# Problem shutting down



## dennylin93 (Dec 17, 2008)

I just installed FreeBSD, and it doesn't shutdown properly. Whenever I enter "shutdown now", the system runs and "Enter full pathname of shell or RETURN for /bin/sh" appears. Is there a way to fix this? It doesn't appear when I enter "reboot" though.


----------



## DutchDaemon (Dec 17, 2008)

Use shutdown -p now.


----------



## sverreh (Dec 17, 2008)

I'm not sure, but maybe it helps to use the *-h* option (and possibly also *-o*)?

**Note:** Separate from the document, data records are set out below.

PR #1408, opened 2017-10-10
fix(demos): Make unsupported ripple message visible and improve detection

acdvorak:
Message was previously:
- Hidden behind the toolbar
- Not displayed in Edge, even though Edge doesn't support ripple

Before:
image

After:
image


acdvorak:
Good call. Updated the list of browsers in the message. PTAL!

PR #1418, opened 2017-10-12
Ripple/events2

aprigogin:
Added optional event parameters to activate/deactivate methods.
Changed non-static getter to be a private method to keep jscompiler happy.


aprigogin:
I missed some changes that are needed while wrangling git. Made them locally, but so far was not able to merge them into this PR.

packages/mdc-ripple/foundation.js
```diff
@@ -266,6 +267,9 @@ class MDCRippleFoundation extends MDCFoundation {
     });
   }
 
+  /**
```
kfranqueiro: I would suggest:

```js
activate(event = null) {
  this.activate_(event);
}
```

And the same for deactivate.

I'd prefer avoiding single-letter variable names because they tend to be harder to quickly understand as well as search.

packages/mdc-ripple/foundation.js
```diff
@@ -188,6 +177,18 @@ class MDCRippleFoundation extends MDCFoundation {
...
 
   /**
+   * We compute this property so that we are not querying information about the client
+   * until the point in time where the foundation requests it. This prevents scenarios where
+   * client-side feature-detection may happen too early, such as when components are rendered on the server
+   * and then initialized at mount time on the client.
+   * @return {boolean}
+   * @private
+   */
+  isSupported_() {
```
kfranqueiro: I thought we were going to examine making this a static getter? But given that it's internal I can go either way on it.

aprigogin: I thought the intent is to have implementer be able to override this via adapter. As such it cannot be static method - needs instance. If the intent is to have this always call util.browserSupportsCssVars, we can do it from here. Let me know what you think.

kfranqueiro: Oh because the adapter is connected to the instance... yup, that would be why I thought I remembered there being a reason why we couldn't do that.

Oh, yes: and if your hardware supports it, do as DutchDaemon and SeanC propose: 
*-p*


----------



## SeanC (Dec 17, 2008)

Use *-p *or *-h* option. 

http://www.freebsd.org/cgi/man.cgi?query=shutdown&manpath=FreeBSD+7.0-RELEASE


----------



## dennylin93 (Dec 17, 2008)

Thanks. "shutdown -p now" works.


----------



## SirDice (Dec 18, 2008)

"Shutdown now" actually switches the machine to single user mode. Hence the prompt for a shell.


----------



## SeanC (Dec 18, 2008)

SirDice said:
			
		

> "Shutdown now" actually switches the machine to single user mode. Hence the prompt for a shell.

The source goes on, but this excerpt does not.